**Prompt:** Your answer should consist of each line below that contains the string "opposed".

**Material for this task:**
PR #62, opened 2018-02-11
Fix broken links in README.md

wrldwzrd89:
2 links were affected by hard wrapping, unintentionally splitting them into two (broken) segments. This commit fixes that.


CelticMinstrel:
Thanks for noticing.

...

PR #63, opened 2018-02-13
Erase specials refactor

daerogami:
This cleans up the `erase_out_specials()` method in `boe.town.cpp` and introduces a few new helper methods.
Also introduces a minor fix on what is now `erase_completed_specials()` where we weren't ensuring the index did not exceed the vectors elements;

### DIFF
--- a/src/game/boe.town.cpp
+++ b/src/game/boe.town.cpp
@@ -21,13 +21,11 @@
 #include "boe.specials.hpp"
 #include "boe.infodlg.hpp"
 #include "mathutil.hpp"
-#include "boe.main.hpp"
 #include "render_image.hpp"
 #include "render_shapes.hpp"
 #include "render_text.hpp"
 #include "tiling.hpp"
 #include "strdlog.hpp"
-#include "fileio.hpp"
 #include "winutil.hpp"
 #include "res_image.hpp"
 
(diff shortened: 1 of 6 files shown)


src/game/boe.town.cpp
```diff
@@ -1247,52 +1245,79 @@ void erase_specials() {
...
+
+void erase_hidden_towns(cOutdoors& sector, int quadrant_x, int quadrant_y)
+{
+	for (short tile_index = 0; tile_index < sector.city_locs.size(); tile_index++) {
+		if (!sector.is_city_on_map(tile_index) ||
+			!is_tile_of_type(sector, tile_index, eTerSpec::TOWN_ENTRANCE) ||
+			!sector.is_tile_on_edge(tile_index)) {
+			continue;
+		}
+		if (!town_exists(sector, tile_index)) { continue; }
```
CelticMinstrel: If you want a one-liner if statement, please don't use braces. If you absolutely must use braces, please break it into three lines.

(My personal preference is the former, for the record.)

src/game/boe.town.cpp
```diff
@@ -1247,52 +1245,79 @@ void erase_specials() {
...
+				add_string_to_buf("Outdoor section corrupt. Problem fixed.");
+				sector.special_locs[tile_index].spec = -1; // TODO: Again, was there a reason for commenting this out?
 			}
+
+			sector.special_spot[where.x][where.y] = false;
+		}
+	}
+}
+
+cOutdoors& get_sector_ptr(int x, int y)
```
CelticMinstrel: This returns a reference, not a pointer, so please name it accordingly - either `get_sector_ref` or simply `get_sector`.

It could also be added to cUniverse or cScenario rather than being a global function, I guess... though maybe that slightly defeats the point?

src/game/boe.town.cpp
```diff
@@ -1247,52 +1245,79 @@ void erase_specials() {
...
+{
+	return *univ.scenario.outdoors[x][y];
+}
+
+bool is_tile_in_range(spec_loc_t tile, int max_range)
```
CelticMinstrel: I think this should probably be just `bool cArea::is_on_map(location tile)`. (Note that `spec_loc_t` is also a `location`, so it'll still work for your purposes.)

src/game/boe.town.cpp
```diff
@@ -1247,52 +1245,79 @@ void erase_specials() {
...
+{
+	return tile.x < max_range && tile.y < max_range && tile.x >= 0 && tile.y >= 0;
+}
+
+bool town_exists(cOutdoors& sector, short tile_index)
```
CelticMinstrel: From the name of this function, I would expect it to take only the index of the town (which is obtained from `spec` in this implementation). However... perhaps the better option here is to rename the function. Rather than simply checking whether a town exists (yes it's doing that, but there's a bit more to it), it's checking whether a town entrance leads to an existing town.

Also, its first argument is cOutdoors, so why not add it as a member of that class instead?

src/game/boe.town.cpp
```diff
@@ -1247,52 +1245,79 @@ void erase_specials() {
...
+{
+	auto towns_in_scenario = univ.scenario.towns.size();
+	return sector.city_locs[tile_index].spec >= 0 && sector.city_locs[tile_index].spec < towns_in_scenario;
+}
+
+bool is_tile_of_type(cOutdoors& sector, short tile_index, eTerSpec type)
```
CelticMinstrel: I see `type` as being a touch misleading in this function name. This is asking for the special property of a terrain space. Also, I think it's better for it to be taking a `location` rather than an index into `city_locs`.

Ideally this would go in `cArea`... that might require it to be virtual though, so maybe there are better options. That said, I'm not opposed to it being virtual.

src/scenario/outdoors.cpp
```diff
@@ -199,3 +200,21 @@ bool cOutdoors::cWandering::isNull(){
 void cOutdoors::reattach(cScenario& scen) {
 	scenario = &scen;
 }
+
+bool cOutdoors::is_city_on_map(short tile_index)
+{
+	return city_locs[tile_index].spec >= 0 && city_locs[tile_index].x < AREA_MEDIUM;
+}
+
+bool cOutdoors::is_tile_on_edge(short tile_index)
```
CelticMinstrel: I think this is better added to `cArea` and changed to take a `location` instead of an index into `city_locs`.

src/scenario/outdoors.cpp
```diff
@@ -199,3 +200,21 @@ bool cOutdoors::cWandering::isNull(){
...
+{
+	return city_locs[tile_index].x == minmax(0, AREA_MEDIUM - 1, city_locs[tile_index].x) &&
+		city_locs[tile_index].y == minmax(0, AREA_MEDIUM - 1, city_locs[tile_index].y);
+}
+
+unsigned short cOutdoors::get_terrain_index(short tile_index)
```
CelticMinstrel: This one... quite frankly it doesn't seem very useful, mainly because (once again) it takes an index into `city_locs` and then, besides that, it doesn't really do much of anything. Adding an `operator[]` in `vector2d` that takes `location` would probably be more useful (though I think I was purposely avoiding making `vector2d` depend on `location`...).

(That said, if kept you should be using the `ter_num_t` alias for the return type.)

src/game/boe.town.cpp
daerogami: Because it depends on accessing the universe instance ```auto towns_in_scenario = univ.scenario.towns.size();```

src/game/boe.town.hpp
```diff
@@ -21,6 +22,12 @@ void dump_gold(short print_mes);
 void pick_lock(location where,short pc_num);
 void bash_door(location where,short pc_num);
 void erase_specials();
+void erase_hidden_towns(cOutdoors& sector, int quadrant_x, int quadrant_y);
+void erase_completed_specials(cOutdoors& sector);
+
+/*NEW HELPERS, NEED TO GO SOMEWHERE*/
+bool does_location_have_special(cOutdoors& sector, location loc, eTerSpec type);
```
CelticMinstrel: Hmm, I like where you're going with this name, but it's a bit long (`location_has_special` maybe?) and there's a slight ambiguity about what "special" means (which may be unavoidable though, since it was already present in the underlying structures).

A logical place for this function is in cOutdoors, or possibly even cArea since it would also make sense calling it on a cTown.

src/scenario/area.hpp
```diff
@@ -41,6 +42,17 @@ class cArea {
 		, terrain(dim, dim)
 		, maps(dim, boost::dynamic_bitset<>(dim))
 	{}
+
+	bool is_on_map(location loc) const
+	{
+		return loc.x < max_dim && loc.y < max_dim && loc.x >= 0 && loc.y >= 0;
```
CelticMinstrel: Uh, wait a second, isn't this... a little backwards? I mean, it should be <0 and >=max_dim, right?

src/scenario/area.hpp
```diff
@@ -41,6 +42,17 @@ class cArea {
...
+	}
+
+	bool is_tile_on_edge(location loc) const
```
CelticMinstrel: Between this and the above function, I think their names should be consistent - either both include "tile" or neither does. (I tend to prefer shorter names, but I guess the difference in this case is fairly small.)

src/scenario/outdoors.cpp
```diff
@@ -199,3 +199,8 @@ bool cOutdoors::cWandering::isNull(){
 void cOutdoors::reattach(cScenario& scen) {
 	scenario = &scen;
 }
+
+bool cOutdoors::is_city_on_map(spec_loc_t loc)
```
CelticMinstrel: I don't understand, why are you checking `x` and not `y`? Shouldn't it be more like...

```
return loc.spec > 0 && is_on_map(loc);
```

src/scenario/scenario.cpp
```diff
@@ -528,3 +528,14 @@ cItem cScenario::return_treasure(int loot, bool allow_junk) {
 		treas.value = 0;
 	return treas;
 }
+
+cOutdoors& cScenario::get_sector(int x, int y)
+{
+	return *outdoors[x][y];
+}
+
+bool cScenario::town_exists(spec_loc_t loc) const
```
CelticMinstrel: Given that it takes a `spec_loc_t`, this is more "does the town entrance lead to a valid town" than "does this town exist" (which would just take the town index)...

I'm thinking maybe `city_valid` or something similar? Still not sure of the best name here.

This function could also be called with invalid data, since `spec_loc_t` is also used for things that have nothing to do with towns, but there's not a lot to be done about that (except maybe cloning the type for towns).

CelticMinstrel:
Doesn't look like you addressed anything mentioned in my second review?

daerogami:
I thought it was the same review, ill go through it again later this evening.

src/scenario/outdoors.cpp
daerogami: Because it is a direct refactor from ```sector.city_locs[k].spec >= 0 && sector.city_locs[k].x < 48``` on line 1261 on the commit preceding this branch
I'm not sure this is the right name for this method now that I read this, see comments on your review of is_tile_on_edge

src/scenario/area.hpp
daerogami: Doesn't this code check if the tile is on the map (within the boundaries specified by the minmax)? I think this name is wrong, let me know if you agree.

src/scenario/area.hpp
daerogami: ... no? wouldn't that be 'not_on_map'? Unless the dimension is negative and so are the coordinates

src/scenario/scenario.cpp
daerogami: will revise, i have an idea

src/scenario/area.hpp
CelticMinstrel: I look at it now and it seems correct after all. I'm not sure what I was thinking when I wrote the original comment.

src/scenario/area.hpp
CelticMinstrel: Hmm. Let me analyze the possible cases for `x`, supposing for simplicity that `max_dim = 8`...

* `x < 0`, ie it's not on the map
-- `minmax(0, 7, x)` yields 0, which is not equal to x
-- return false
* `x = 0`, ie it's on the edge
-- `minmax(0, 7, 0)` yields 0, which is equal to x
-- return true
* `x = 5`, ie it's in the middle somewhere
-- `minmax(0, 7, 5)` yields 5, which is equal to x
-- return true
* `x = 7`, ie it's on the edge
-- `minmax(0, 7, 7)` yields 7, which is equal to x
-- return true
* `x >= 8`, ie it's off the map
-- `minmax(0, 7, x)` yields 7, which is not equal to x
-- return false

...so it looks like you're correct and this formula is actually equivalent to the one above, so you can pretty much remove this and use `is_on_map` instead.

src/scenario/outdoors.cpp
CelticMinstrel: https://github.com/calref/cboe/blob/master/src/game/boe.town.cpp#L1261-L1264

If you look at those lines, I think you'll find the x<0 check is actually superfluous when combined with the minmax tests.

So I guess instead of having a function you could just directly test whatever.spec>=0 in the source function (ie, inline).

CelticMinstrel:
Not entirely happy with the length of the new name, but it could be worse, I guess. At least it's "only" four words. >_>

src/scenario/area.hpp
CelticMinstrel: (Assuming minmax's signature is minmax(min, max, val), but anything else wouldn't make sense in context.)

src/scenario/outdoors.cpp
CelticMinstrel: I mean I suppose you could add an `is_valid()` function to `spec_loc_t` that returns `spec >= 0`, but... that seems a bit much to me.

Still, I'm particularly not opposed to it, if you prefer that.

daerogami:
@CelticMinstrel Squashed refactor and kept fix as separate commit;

==

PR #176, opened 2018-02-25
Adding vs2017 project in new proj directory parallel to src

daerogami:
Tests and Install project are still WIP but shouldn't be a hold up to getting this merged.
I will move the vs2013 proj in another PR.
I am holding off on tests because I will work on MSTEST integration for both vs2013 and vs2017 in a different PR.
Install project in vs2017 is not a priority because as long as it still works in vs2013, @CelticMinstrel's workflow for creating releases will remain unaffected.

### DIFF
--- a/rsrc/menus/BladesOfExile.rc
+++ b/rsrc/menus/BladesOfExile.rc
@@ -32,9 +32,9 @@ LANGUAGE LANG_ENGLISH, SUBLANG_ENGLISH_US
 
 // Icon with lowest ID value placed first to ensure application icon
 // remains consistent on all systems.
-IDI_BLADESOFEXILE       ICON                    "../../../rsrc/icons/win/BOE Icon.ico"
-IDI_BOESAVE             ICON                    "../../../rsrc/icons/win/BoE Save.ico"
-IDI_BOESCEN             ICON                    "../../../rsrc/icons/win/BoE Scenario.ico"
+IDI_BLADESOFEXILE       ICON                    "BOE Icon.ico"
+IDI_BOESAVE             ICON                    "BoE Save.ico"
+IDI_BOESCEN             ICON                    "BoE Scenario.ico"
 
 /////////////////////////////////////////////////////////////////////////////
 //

**Response:**
Ideally this would go in `cArea`... that might require it to be virtual though, so maybe there are better options. That said, I'm not opposed to it being virtual.
Still, I'm particularly not opposed to it, if you prefer that.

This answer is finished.